Peruvian Segunda División
- Season: 1944
- Dates: 8 December 1944 – 3 June 1945
- Champions: Ciclista Lima
- Runner up: Telmo Carbajo
- Matches: 20
- Goals: 85 (4.25 per match)

= 1944 Peruvian Segunda División =

The 1944 Peruvian Segunda División, the second division of Peruvian football (soccer), was played by 5 teams. The tournament winner, Ciclista Lima was promoted to the Promotional Playoff.
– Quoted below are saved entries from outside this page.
PR #1431, opened 2026-09-11
Restore the DUPLICATED base trip lookup in trips-for-route

omlahore:
The #1286 merge dropped the resolveDuplicatedBaseTrip call from trips-for-route. The handler went back to an inline lookup, and that undid two earlier fixes.

#1316 made it keep a DUPLICATED trip ID when the stripped ID doesn't resolve either. The inline copy adopts the stripped ID before checking it, so a feed ID like no-such-trip.00060 comes back as no-such-trip.

#1378 (for #1366) made a real database error return 500 instead of being swallowed. The inline copy only logs it and carries on.

This calls the helper again, the same way the handler did before the merge. The helper was still there, only a test was calling it.

I added a test for the first case. On main it fails with activeTripId tfr-agency_no-such-trip instead of tfr-agency_no-such-trip.00060, and it passes with this. The existing DuplicatedTripLookupFailures test passes on main too, so it doesn't catch the missing call. The rest of internal/restapi passes with make test's tags.

cc @ARCoder181105

## Summary by CodeRabbit

- **Bug Fixes**
  - Improved handling of duplicated trips when the associated base trip cannot be resolved.
  - Unresolved duplicated trips remain visible with their original feed trip ID.
  - The route trips endpoint continues returning successfully when a duplicated trip cannot be matched.
  - Trip status information consistently preserves the unresolved active trip ID.
  - Related trip date and overlap processing is skipped when no matching base trip is available.


aaronbrethorst:
### Code review

Found 1 issue:

1. The fix commit's subject line is 58 characters, and the commit has no body. Since this PR is merged with a merge commit, the commit lands on main as-is, and none of the description's reasoning (which fixes #1286 undid, and why) is in the commit. (CONTRIBUTING.md says "Limit the subject line to 50 characters", "Use the body to explain what and why", and "It should be possible to delete the PR and have all necessary context for each change live in the commit itself.")

https://github.com/OneBusAway/maglev/commit/8c3960ad6ff83814ded9e2ac0c30cd5d1501937b

https://github.com/OneBusAway/maglev/blob/9face1335db12a3ac2fd206a95a3b15cf69efa66/CONTRIBUTING.md#L16-L25

omlahore:
I reworded the commit to "Restore the DUPLICATED base trip lookup" and put the reasoning in the body. The diff itself didn't change.

aaronbrethorst (dismissed):
Thanks for tracking this down. The code is right. I compared it against the pre-#1286 handler, and the helper call, the 500 on a real lookup error, and the `baseTrip.ID != ""` check are all back. #1286's past-midnight service-date logic is untouched. Your new `DuplicatedTripKeepsUnresolvedFeedID` test fails against main's handler, and trips-for-route on King County Metro data is byte-identical to main.

Two small things before merge:

1. **Commit message.** `8c3960ad` has a 58-character subject and no body. CONTRIBUTING asks for a subject of 50 characters or fewer and a body that explains what and why. Since this is restoring something a merge silently dropped, the body is exactly where that story should live (#1286 dropped the call and undid #1316 and #1378). No human has reviewed this yet, so rewording it is fine.

2. **Make the lookup-failure test catch the 500 regression.** As you noted, `TestTripsForRouteHandler_DuplicatedTripLookupFailures` passes on main too. It only gets a 500 because `includeSchedule` defaults to true and a later schedule lookup hits the injected error. With `includeSchedule=false` added to its URLs, both database-error subtests fail on main and pass here. That's the test that would have caught #1286, so it's worth having.

Happy to re-review right away.

omlahore:
The reword is already in 50c9673f. I added includeSchedule=false to both database-error subtests in ffe7869e, and now they fail on the old handler 🙌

Atlético Lusitania was promoted to the 1945 Peruvian Segunda División.

== Teams ==
===Team changes===

| Promoted from 1943 Primera División Regional de Lima y Callao |
|---|
| Jorge Chávez (1st) |

=== Stadia and locations ===

| Team | City |
|---|---|
| Ciclista Lima | Cercado de Lima |
| Jorge Chávez | Callao |
| Progresista Apurímac | Callao |
| Santiago Barranco | Barranco, Lima |
| Telmo Carbajo | Callao |

==League table==
===Standings===

| Pos | Team | Pld | W | D | L | GF | GA | GD | Pts | Qualification or relegation |
| 1 | Ciclista Lima (C) | 8 | 7 | 0 | 1 | 24 | 7 | +17 | 14 | Promotion play-off |
| 2 | Telmo Carbajo | 8 | 5 | 1 | 2 | 21 | 13 | +8 | 11 |  |
| 3 | Santiago Barranco | 8 | 4 | 1 | 3 | 21 | 13 | +8 | 9 |
| 4 | Jorge Chávez | 8 | 3 | 0 | 5 | 15 | 26 | −11 | 6 |
| 5 | Progresista Apurímac | 8 | 0 | 0 | 8 | 4 | 27 | −23 | 0 |

== Results ==

| Home \ Away | CIC | JCC | PRO | SAN | TEL |
|---|---|---|---|---|---|
| Ciclista Lima |  | W.O. | 7–0 | 5–1 | 3–1 |
| Jorge Chávez | 1–5 |  | 2–0 | 3–2 | 3–5 |
| Progresista Apurímac | W.O. | 0–3 |  | 0–1 | 2–5 |
| Santiago Barranco | 2–1 | 9–0 | 6–2 |  | 0–0 |
| Telmo Carbajo | 2–3 | 1–0 | 3–0 | 2–0 |  |

==Promotion play-off==
The promotion/relegation play-off was a two-legged series played by the team placing 8th in the 1944 Primera División, Sporting Tabaco and the 1944 Segunda División champion Ciclista Lima.
22 July 1945
Ciclista Lima 0-2 Sporting Tabaco
  Sporting Tabaco: Edgardo Mabama, Alfredo Mosquera
30 July 1945
Sporting Tabaco 4-2 Ciclista Lima
Sporting Tabaco remain in the Primera División.